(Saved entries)
● ● ● ●
Issue #17874, opened 2024-04-24
add etcd_debugging_lease_total gauge metric


gojoy:
### What would you like to be added?

we already have  [etcd_debugging_lease_granted_total](https://github.com/etcd-io/etcd/blob/d38f7dceb22c2aa66f749d7aa4d6a10d10bc8116/server/lease/metrics.go#L22) metric with  type counter, but we cannot observe the actual lease num in etcd by this metric.

Please add etcd_debugging_lease_total  with type gauge metric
● ● ● ●
The answer must restate each entry word for word.

Answer space:
Issue #17874, opened 2024-04-24
add etcd_debugging_lease_total gauge metric


gojoy:
### What would you like to be added?

we already have  [etcd_debugging_lease_granted_total](https://github.com/etcd-io/etcd/blob/d38f7dceb22c2aa66f749d7aa4d6a10d10bc8116/server/lease/metrics.go#L22) metric with  type counter, but we cannot observe the actual lease num in etcd by this metric.

Please add etcd_debugging_lease_total  with type gauge metric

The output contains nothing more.